Daarnaast is er de toezegging van de staatssecretaris om voor administratie, beheer en bestuur een voorbeeldmantelcontract door het NIC te laten ontwikkelen, zodat zal blijken of het lukt om met de rijksvergoeding een sufficiënt contract af te sluiten. Mijn persoonlijke inschatting is dat het waarschijnlijk niet zal lukken, maar wij zullen zien.

Op de derde plaats ligt er een toezegging dat de staatssecretaris, als het niet lukt om een sufficiënt mantelcontract af te sluiten, het probleem aan ons zal voorleggen. Ik voeg hieraan dat zij, naar ik aanneem, dit dan ook zal voorleggen aan het kabinet en dat zij dan ook met een voorstel zal komen.

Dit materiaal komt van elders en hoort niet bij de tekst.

PR #149, opened 2023-04-13
Add spawnable

yuokamoto:
- Add Utilities to RRJointComponent
- Add BP interface to RRGeneralUtils
- Add Naive implementation to find shortest angle difference


Source/RapyutaSimulationPlugins/Private/Drives/RRJointComponent.cpp
```diff
@@ -48,6 +48,11 @@ void URRJointComponent::SetPoseTarget(const FVector& InPosition, const FRotator&
     OrientationTarget = InOrientation;
 };
 
+bool URRJointComponent::IsReachPoseTarget(const float InTolerance)
```
Tadinu:
```suggestion
bool URRJointComponent::HasReachedPoseTarget(const float InTolerance)
```

Source/RapyutaSimulationPlugins/Public/Core/RRMathUtils.h
```diff
@@ -24,13 +24,38 @@ class RAPYUTASIMULATIONPLUGINS_API URRMathUtils : public UBlueprintFunctionLibra
...
+            {
+                angleDiff -= 360;
+            }
+            else if (angleDiff < -180)
+            {
+                angleDiff += 360;
+            }
+        }
+        return angleDiff;
+    }
```
Tadinu: Could use [FRotator::NormalizeAxis(angleDiff)](https://github.com/EpicGames/UnrealEngine/blob/release/Engine/Source/Runtime/Core/Public/Math/Rotator.h#L416)?

Tadinu (approved):
Just some minor comments, btw I suppose all of those clang-format incompatibilities have been resolved, unclear why still once in a while it appears?

Source/RapyutaSimulationPlugins/Public/Core/RRMathUtils.h
yuokamoto: Thanks NormalizeAxis works. I removed.

yuokamoto:
> Just some minor comments, btw I suppose all of those clang-format incompatibilities have been resolved, unclear why still once in a while it appears?

Did you install pre-commit hook? then it is formated when you commit

PR #154, opened 2023-05-01
Refactor check to decouple with RR~ game framework

yuokamoto:
- update dependency and check. 
- Make ROS2GameMode and ARRBaseRobot available without RRGameSingleton and etc
- Rem use of `ARRGameInstance` which is just printing log
- Decoupling with `ARRPlayerController`, which is only used with SceneDirector
- update log level
- Make RAPYUTA_USE_SCENE_DIRECTOR optional
- Add RAPYUTA_SIM_VERBOSE

### DIFF
--- a/Source/RapyutaSimulationPlugins/Private/Core/RRBaseActor.cpp
+++ b/Source/RapyutaSimulationPlugins/Private/Core/RRBaseActor.cpp
@@ -45,17 +45,11 @@ void ARRBaseActor::PreInitializeComponents()
     // SETUP + CONFIGURE GAME & SIM COMMON OBJECTS
     // NOTE: These are used ONLY for dynamic runtime actors.
     // In child BP actors, except for GameSingleton, other Game framework entities maybe not available yet
-#if RAPYUTA_USE_SCENE_DIRECTOR
+
+    // pointers for convinence
     RRGameState = URRCoreUtils::GetGameState<ARRGameState>(this);
-    check(RRGameState)
-#endif
-        RRROS2GameMode = URRCoreUtils::GetGameMode<ARRROS2GameMode>(this);
-
-    if (IsNetMode(NM_Standalone))
-    {
-        RRPlayerController = URRCoreUtils::GetPlayerController<ARRPlayerController>(SceneInstanceId, this);
-    }
-
+    RRPlayerController = URRCoreUtils::GetPlayerController<ARRPlayerController>(SceneInstanceId, this);
+    RRGameMode = URRCoreUtils::GetGameMode<ARRGameMode>(this);
     RRGameSingleton = URRGameSingleton::Get();
     if (RRGameSingleton == nullptr)
     {
--- a/Source/RapyutaSimulationPlugins/Private/Core/RRBaseActor.cpp
+++ b/Source/RapyutaSimulationPlugins/Private/Core/RRBaseActor.cpp
@@ -42,17 +42,25 @@ void ARRBaseActor::PreInitializeComponents()
 {
     Super::PreInitializeComponents();
 
-    // SETUP + CONFIGURE ESSENTIAL GAME & SIM COMMON OBJECTS
+    // SETUP + CONFIGURE GAME & SIM COMMON OBJECTS
     // NOTE: These are used ONLY for dynamic runtime actors.
     // In child BP actors, except for GameSingleton, other Game framework entities maybe not available yet
 #if RAPYUTA_USE_SCENE_DIRECTOR
-    GameState = URRCoreUtils::GetGameState<ARRGameState>(this);
-    check(GameState)
+    RRGameState = URRCoreUtils::GetGameState<ARRGameState>(this);
+    check(RRGameState)
 #endif
-    GameSingleton = URRGameSingleton::Get();
-    if(GameSingleton==nullptr)
+        RRROS2GameMode = URRCoreUtils::GetGameMode<ARRROS2GameMode>(this);
+
+    if (IsNetMode(NM_Standalone))
     {
-         UE_LOG_WITH_INFO_NAMED(LogRapyutaCore, Display, TEXT("GameSingleton is not child class of URRGameSingleton. Cannot use Asset loading."));
+        RRPlayerController = URRCoreUtils::GetPlayerController<ARRPlayerController>(SceneInstanceId, this);
+    }
+
+    RRGameSingleton = URRGameSingleton::Get();
+    if (RRGameSingleton == nullptr)
+    {
+        UE_LOG_WITH_INFO_NAMED(
+            LogRapyutaCore, Display, TEXT("GameSingleton is not child class of URRGameSingleton. Cannot use Asset loading."));
     }
 }
 
--- a/Source/RapyutaSimulationPlugins/Private/Core/RRBaseActor.cpp
+++ b/Source/RapyutaSimulationPlugins/Private/Core/RRBaseActor.cpp
@@ -5,7 +5,6 @@
 #include "Core/RRActorCommon.h"
 #include "Core/RRCoreUtils.h"
 #include "Core/RRGameMode.h"
-#include "Core/RRGameSingleton.h"
 #include "Core/RRGameState.h"
 #include "Core/RRPlayerController.h"
 #include "Core/RRUObjectUtils.h"
@@ -46,16 +45,15 @@ void ARRBaseActor::PreInitializeComponents()
     // SETUP + CONFIGURE ESSENTIAL GAME & SIM COMMON OBJECTS
     // NOTE: These are used ONLY for dynamic runtime actors.
     // In child BP actors, except for GameSingleton, other Game framework entities maybe not available yet
-    GameMode = URRCoreUtils::GetGameMode<ARRGameMode>(this);
+#if RAPYUTA_USE_SCENE_DIRECTOR
     GameState = URRCoreUtils::GetGameState<ARRGameState>(this);
-
-    if (IsNetMode(NM_Standalone))
-    {
-        PlayerController = URRCoreUtils::GetPlayerController<ARRPlayerController>(SceneInstanceId, this);
-    }
-
+    check(GameState)
+#endif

Op de vierde plaats is in het debat door mevrouw Liemburg geopperd om de renteaftrek op voorhand onder de loep te nemen en indien mogelijk deze bureaucratisch overkomende regeling af te schaffen. Dit voorstel kreeg brede steun in de commissie, althans van de leden van de vaste commissie voor Onderwijs, Cultuur en Wetenschappen, maar hierop is nog geen heldere toezegging gekomen. Een motie van die strekking is dus voor de hand liggend. We hebben een motie van die strekking dan ook medeondertekend.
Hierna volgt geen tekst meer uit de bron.